The Marine Debris Program helps to lead and support removal efforts around the country. The program has supported more than 165 removal projects that have cleared more than 17,400 metric tons of debris from U.S. coasts and waters.

With its Marine Debris Monitoring and Assessment Project, the program attempts to characterize the scope of the nation’s marine debris problem and how it changes over time. The program enlists the efforts of citizen scientists around the country, who increase the reach of the program’s resources and provide a persistent presence in coastal communities, monitoring more than 400 sites in 20 states and internationally.

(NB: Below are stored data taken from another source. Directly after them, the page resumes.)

PR #312, opened 2021-04-26
Silence warning on launchctl load

tailhook:
Does that by using `enable` and `kickstart` separately

Fixes #287

PR #333, opened 2021-05-04
Fix Launchctl service on macOS

fantix:
Now we follow the way how Homebrew service works:

1. Use `launchctl bootstrap` instead of `launchctl kickstart`
2. Use `launchctl bootout` instead of `launchctl unload`
3. Only run `launchctl enable` for auto-starting services
4. Keep the unit.plist file in the data directory for manual-starting
   services
5. Check service status before start/stop/destroy

Assuming `launchctl bootout` is available, macOS 10.11 or above is
now required. We could add an additional check on macOS version and
fallback to `launchctl unload` like what Homebrew did, but I'm not
sure we want to support those macOS versions over 6 years old.

Refs #312.

Refs:

https://babodee.wordpress.com/2016/04/09/launchctl-2-0-syntax/
https://github.com/Homebrew/homebrew-services/blob/afa2516060bcf0594f4914d7af53e33a4f4c5af5/lib/services_cli.rb

### 1. `server init` or `project init` with `--start-conf=auto`

* A new instance should be created without error.
* The new instance should be in the status of `Running`.
* Restarting the computer or re-logging in the OS user, the instance should still be `Running`.
* Able to access the instance and run queries.

### 2. `server init` or `project init` with `--start-conf=manual`

* A new instance should be created without error.
* The new instance should be in the status of `Inactive`.
* Restarting the computer or re-logging in the OS user, the instance should still be `Inactive`.
* No server process should be found; should not be able to access the instance.

### 3. Start a manual-starting instance

1. Create an instance with `--start-conf=manual`.
2. Start the instance with `edgedb server start`.
3. The instance should be in the status of `Running`.
4. Running `edgedb server start` again shouldn't cause any error.
5. Kill the server process with `SIGKILL`, the supervisor should automatically restart the instance.
6. Restarting the computer or re-logging in the OS user, the instance should be `Inactive`.

### 4. Start a auto-starting instance

1. Create an instance with `--start-conf=auto`.
2. The instance should be in the status of `Running`.
3. Running `edgedb server start` shouldn't cause any error.
4. Kill the server process with `SIGKILL`, the supervisor should automatically restart the instance.

### 5. Start a manually-stopped instance

1. Start an instance (either auto or manual).
2. Kill the server process with `SIGTERM` - the server should exit normally.
3. Check `edgedb server status`, the instance should have status `not running` (`Failed`).
4. Start the instance with `edgedb server start`.
5. The instance is `Running` again.

### 6. Stop an instance

1. In all these cases:
  a. `Running` auto-starting instance.
  b. `Running` manual-starting instance.
  c. `Inactive` instance (already stopped instance).
  d. `Failed` (`not running`) instance (server process killed with `SIGTERM`).
2. `edgedb server stop` should run without errors.
3. The instance should be in the status of `Inactive`.
4. No server process should be found; should not be able to access the instance.

### 7. Restart an instance

1. Start an instance (either auto or manual).
2. Remember the server process PID.
3. Running `edgedb server restart` should succeed without errors.
4. The instance should still be `Running` and accessible.
5. The server process PID should be different than it was in step 2.

### 8. Restart an abnormal instance

Restarting an instance in the status of either `Inactive` or `Failed` (`not running`, process killed with `SIGTERM`) should have the same effect as running `start`, so the instance should be started `Running` without errors.

### 9. Check the service status

Running `edgedb server status --service` on instances in the status of either `Running` or `Failed` (`not running`, process killed with `SIGTERM`) should echo the launchd status, while `Inactive` instances should report an error because their launchd service is not loaded.

### 10. Destroy an instance

1. In all these cases:
  a. `Running` instance.
  b. `Inactive` instance (already stopped instance).
  c. `Failed` (`not running`) instance (server process killed with `SIGTERM`).
2. Running `edgedb server destory` should succeed without errors.
3. Instance is gone in `edgedb server status`.
4. No server process found in the OS.
5. `launchctl list` should not contain anything with the instance name.
6. Nothing about the instance can be found under either `~/Application Support/edgedb/data/` or `~/Library/LaunchAgents/`.

### DIFF
--- a/src/server/macos.rs
+++ b/src/server/macos.rs
@@ -334,17 +334,28 @@ impl<'os> Method for PackageMethod<'os, Macos> {
         unix::upgrade(todo, options, self)
     }
     fn destroy(&self, options: &Destroy) -> anyhow::Result<()> {
-        let mut found = false;
-        log::info!(target: "edgedb::server::destroy",
-            "Unloading service");
-        let unit_path = unit_path(&options.name)?;
-        process::run(&mut StdCommand::new("launchctl")
-            .arg("unload").arg(&unit_path))?;
-        if unit_path.exists() {
+        let mut found;
+        let mut unit_file = unit_path(&options.name, true)?;
+        if unit_file.exists() {
             found = true;
+        } else {
+            unit_file = unit_path(&options.name, false)?;
+            found = unit_file.exists();
+        }
+        if found {
+            match launchctl_status(&options.name, false, &StatusCache::new()) {
+                Service::Running {..} => {
+                    log::info!(target: "edgedb::server::destroy",
+                               "Unloading service");
+                    let domain_target = get_domain_target();
+                    process::run(&mut StdCommand::new("launchctl")
+                        .arg("bootout").arg(&domain_target).arg(&unit_file))?;
+                },
+                _ => {},
+            }
             log::info!(target: "edgedb::server::destroy",
-                "Removing unit file {}", unit_path.display());
-            fs::remove_file(unit_path)?;
+                       "Removing unit file {}", unit_file.display());
+            fs::remove_file(unit_file)?;
         }
         let dir = unix::storage_dir(&options.name)?;
         if dir.exists() {
@@ -385,7 +396,7 @@ impl LocalInstance<'_> {
         })
     }
     fn unit_path(&self) -> anyhow::Result<PathBuf> {
-        unit_path(&self.name)
+        unit_path(&self.name, self.get_meta()?.start_conf == StartConf::Auto)
     }
     fn socket_dir(&self) -> anyhow::Result<PathBuf> {
         Ok(runtime_dir(&self.name)?)
@@ -424,8 +435,12 @@ impl<'a> Instance for LocalInstance<'a> {
         let service = launchctl_status(&self.name, system,
             // TODO
             &StatusCache::new());
-        let service_exists = launchd_plist_path(&self.name, system)
-            .map(|p| p.exists())
+        let service_exists = self.get_start_conf()
+            .map(|start_conf| launchd_plist_path(
+                &self.name, system, start_conf == StartConf::Auto)
+                .map(|p| p.exists())
+                .unwrap_or(false)
+            )
             .unwrap_or(false);
         unix::status(&self.name, &self.path, service_exists, service)
     }
@@ -433,20 +448,36 @@ impl<'a> Instance for LocalInstance<'a> {
         if options.foreground {
             process::run(&mut self.get_command()?)?;
         } else {
-            let lname = self.launchd_name();
-            process::run(
-                StdCommand::new("launchctl").arg("enable").arg(&lname)
-            )?;
-            process::run(
-                StdCommand::new("launchctl").arg("kickstart").arg(&lname)
-            )?;
+            match launchctl_status(&options.name, false, &StatusCache::new()) {
+                Service::Running {..} => {
+                    log::error!(target: "edgedb::server::start",
+                               "Service is already running");
+                },
+                _ => {
+                    let domain_target = get_domain_target();
+                    process::run(
+                        StdCommand::new("launchctl").arg("bootstrap")
+                            .arg(&domain_target).arg(&self.unit_path()?)
+                    )?;
+                },
+            }
         }
         Ok(())
     }
     fn stop(&self, _options: &Stop) -> anyhow::Result<()> {
-        process::run(&mut StdCommand::new("launchctl")
-            .arg("unload")
-            .arg(&self.unit_path()?))?;
+        match launchctl_status(&_options.name, false, &StatusCache::new()) {
+            Service::Running {..} => {
+                let domain_target = get_domain_target();
+                process::run(&mut StdCommand::new("launchctl")
+                    .arg("bootout")
+                    .arg(&domain_target)
+                    .arg(&self.unit_path()?))?;
+            },
+            _ => {
+                log::error!(target: "edgedb::server::stop",
+                           "Service is not running");
+            },
+        }
         Ok(())
     }
     fn restart(&self, _options: &Restart) -> anyhow::Result<()> {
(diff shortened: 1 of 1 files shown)


src/server/macos.rs
```diff
@@ -334,17 +334,28 @@ impl<'os> Method for PackageMethod<'os, Macos> {
...
-        let mut found = false;
-        log::info!(target: "edgedb::server::destroy",
-            "Unloading service");
-        let unit_path = unit_path(&options.name)?;
-        process::run(&mut StdCommand::new("launchctl")
-            .arg("unload").arg(&unit_path))?;
-        if unit_path.exists() {
+        let mut found;
+        let mut unit_file = unit_path(&options.name, true)?;
+        if unit_file.exists() {
```
tailhook, line 339: Here we run `unload` regardless of the existing file, because it possible that file was deleted by someone, but service is still running in memory. So I prefer to run `unload` (or bootout, or whatever) command anyway, to make sure we cleaned out all leftovers.

src/server/macos.rs
```diff
@@ -424,29 +435,49 @@ impl<'a> Instance for LocalInstance<'a> {
...
-            let lname = self.launchd_name();
-            process::run(
-                StdCommand::new("launchctl").arg("enable").arg(&lname)
-            )?;
-            process::run(
-                StdCommand::new("launchctl").arg("kickstart").arg(&lname)
-            )?;
+            match launchctl_status(&options.name, false, &StatusCache::new()) {
+                Service::Running {..} => {
+                    log::error!(target: "edgedb::server::start",
```
tailhook, line 453: It's not an error running `start` if service is already started. We can write this on `info` level, I think even `warn` is too scary.

src/server/macos.rs
```diff
@@ -424,29 +435,49 @@ impl<'a> Instance for LocalInstance<'a> {
...
+        match launchctl_status(&_options.name, false, &StatusCache::new()) {
+            Service::Running {..} => {
+                let domain_target = get_domain_target();
+                process::run(&mut StdCommand::new("launchctl")
+                    .arg("bootout")
+                    .arg(&domain_target)
+                    .arg(&self.unit_path()?))?;
+            },
+            _ => {
+                log::error!(target: "edgedb::server::stop",
```
tailhook, line 477: It's also not an error to run stop if service is already stopped. `log::info` is good enough.

fantix:
Observed Launchctl facts:

1. `launchctl bootstrap` will report an error if the service is already running.
2. `launchctl bootout` will report an error if the service is not running.
3. `launchctl bootstrap` and `launchctl bootout` will report an error if the service is disabled (both in plist and through command).
4. The service will auto-start if `KeepAlive` is set in the unit.plist even without `RunAtLoad=true`.
5. The service will NOT auto-start if the unit.plist file is not placed in one of the `LaunchAgents` folders, even if the unit.plist file gets loaded manually with `KeepAlive` or `RunAtLoad` defined.

src/server/macos.rs
```diff
@@ -334,17 +334,28 @@ impl<'os> Method for PackageMethod<'os, Macos> {
...
+        let mut found;
+        let mut unit_file = unit_path(&options.name, true)?;
+        if unit_file.exists() {
             found = true;
+        } else {
+            unit_file = unit_path(&options.name, false)?;
+            found = unit_file.exists();
+        }
+        if found {
+            match launchctl_status(&options.name, false, &StatusCache::new()) {
```
fantix, line 346: I feel like I should do something to these `launchctl_status` calls, but I'm not sure about the direction. Please kindly advise.

src/server/macos.rs
```diff
@@ -525,22 +564,26 @@ pub fn get_server_path(slot: &str) -> PathBuf {
...
+fn plist_dir(system: bool, auto_start: bool, name: &str) -> anyhow::Result<PathBuf> {
+    if auto_start {
+        if system {
+            Ok(PathBuf::from("/Library/LaunchDaemons"))
+        } else {
+            Ok(home_dir()?.join("Library/LaunchAgents"))
+        }
     } else {
-        Ok(home_dir()?.join("Library/LaunchAgents"))
+        unix::storage_dir(name)
```
tailhook, line 575: How it is going to work? I don't think launchd recognize units in arbitrary dirs (or does it?). I that's the intention, let's not write it at all?

But the idea is that manually run services you can start via `edgedb server start xxx`. `--start-conf=manual` just means that service should not be started at system startup (or user login).

src/server/macos.rs
tailhook: Have you tested without them? Usually supervisors work like we want: don't do anything (i.e. no error) if service is already running. So are you sure that these status calls are required?

If you are, it looks like you always only look for `Running`. So you might wrap it into `is_running` function.

fantix: Right - will do, thanks!

src/server/macos.rs
fantix: You're right - looks like `launchctl bootout` supports taking a service target, I'll use that directly.

src/server/macos.rs
fantix: OK!

src/server/macos.rs
fantix: > But the idea is that manually run services you can start via edgedb server start xxx. --start-conf=manual just means that service should not be started at system startup (or user login).

Yes I think we're on the same page.

> How it is going to work? I don't think launchd recognize units in arbitrary dirs (or does it?). I that's the intention, let's not write it at all?

It turns out that launchd will load plist from arbitary dirs if given explicitly, and manages it normally as instructed (e.g. `KeepAlive + SuccessfulExit=false` will restart the service if it's killed with SIGKILL, but not for SIGTERM). However, launchd won't remember plist files from arbitary dirs, that means those manually-loaded services won't be automatically started after reboot or re-login, which is exactly what we need.

src/server/macos.rs
fantix: Hmm I found a failing situation where the server process exited normally (e.g. killed with SIGTERM) but the service was never unloaded (pid = `-`, `launchctl_status() == Failed`), in which case the service can be restarted with `kickstart`, but `bootstrap` will fail because the service is already loaded. So I'll keep using `launchctl_status()` in `start` (`kickstart` if `Failed` or `Error`, `bootstrap` if `Inactive`, log info if `Running`), and use `fn is_service_loaded() { launchctl_status() != Inactive }` in `stop`/`destroy`/`status`.

src/server/macos.rs
tailhook: Okay.

src/server/macos.rs
tailhook: Maybe we need to use `kill` for stop and `bootout` only on destroy? So that start is `kickstart` (except for manually started, which we `bootstrap` on start, but I don't think we have to `bootout` them on stop).

So we only need to check for status for start of manually started instances.
(hope this makes sense)

tailhook (approved):
Looks good. Thanks!

src/server/macos.rs
fantix: Oops sorry I missed this comment. Yes, that's actually much cleaner to me - `bootstrap` and `bootout` for loading/unloading the service with launchd in only `init` and `destroy`, and `kickstart` / `SIGTERM` for (re-)starting and stopping the registered service. That way, we don't need to keep the plist file for manually-started services as you mentioned - because we only need to bootstrap them into launchd once at `init`.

Plastic debris littering the Hawaiian shoreline. Hawaii is located near the center of the North Pacific gyre, where debris tends to concentrate.

Marine Debris Program activities are informed by a vigorous research program. “We have a few different aspects of our research program,” said Wallace. “The first is really trying to understand what the impacts of marine debris are.” The program is supporting investigations into the effects of microplastics on the growth and physiology of commercially valuable seafood species, such as black sea bass, blue crab larvae, and steelhead trout. Another research focus is on pathways – how debris ends up on beaches and in the water. “We are interested in learning more about how marine debris travels to our oceans so that we can work upstream to stop it,” Wallace said. “The information we learn from the research we support helps us identify ways to prevent marine debris, and helps to improve the environment and the economy in these areas.”